And, drawing me aside, he said certain words, which I answered, giving him the signs.
“Do you agree?” asked Maya.
“Yes, Lady, since I must, though it pleases me little to open my mind before a stranger. Let us step apart,”—and he walked to the centre of the platform, followed by Maya and myself.
“Lady,” he began, “my business with you is not easy to tell.
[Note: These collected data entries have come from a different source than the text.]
PR #2594, opened 2026-09-11
chore(engine): small hardening

sdbondi:
Engine audit wave 4, last of four. Defence-in-depth items with no behaviour change a template can see. Independent of #2591, #2592 and #2593; small overlaps in `working_state.rs` and `error.rs`, so whichever lands later needs a rebase.

## MSM pricing decoded its argument twice

`price(RISTRETTO_MSM)` did `args.get::<Vec<RistrettoPublicKeyBytes>>(0)?.len()` — a full CBOR decode of the point vector to read one number — and `dispatch` then decoded the same vector again. Pricing must not do work proportional to the input it is pricing: that first decode runs *before* anything is charged, so a caller gets it for free, and `max_call_size` allows a few thousand points.

The term count now comes from the encoded length of argument 0 divided by the smallest a point can encode to (32 bytes plus a CBOR byte-string header). That bounds the count from above, so the charge is never short, and a new unit test pins the per-point minimum so a future encoding change cannot silently make the bound wrong. This matches how `per_byte` already prices the hash and Schnorr intrinsics.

For many years we were affianced, and both you and your father promised that we should be wed when you returned from this journey——”
“Surely, as things are, cousin, it is needless to discuss the matter of our betrothal,” she broke in with sarcasm.
“Not altogether needless, Lady,” he answered. “I have much to ask your pardon for, yet I make bold to ask it. Maya, you know well that I have loved and love you dearly, and that no other woman has ever been near my heart.”
“Indeed,” she said with a laugh, “these words sound strange in the mouth of the new-made husband of Nahua.”
“Perhaps, Lady, and yet they are true. I am married to Nahua, but I do not love her, though she loves me. It is you whom I love, and when I saw you yesterday all my heart went out to you, so that I almost hated the fair bride at my side.”
“Why, then, did you marry her?”
“Because I must, and because I believed you dead, and your father with you, as did every man in the city. You and Zibalbay being dead, as I thought, was it wonderful that I should wish to keep the place that many were plotting to take from me? This could be done in one way only, by the help of Mattai, the most clever and the most powerful man in the city, and this was Mattai’s price, that his daughter should become the Lady of the Heart. Well, she loved me, she is beautiful, and she has her father’s strength and foresight, so that among all the ladies in the land there was none more fitted to be my wife.”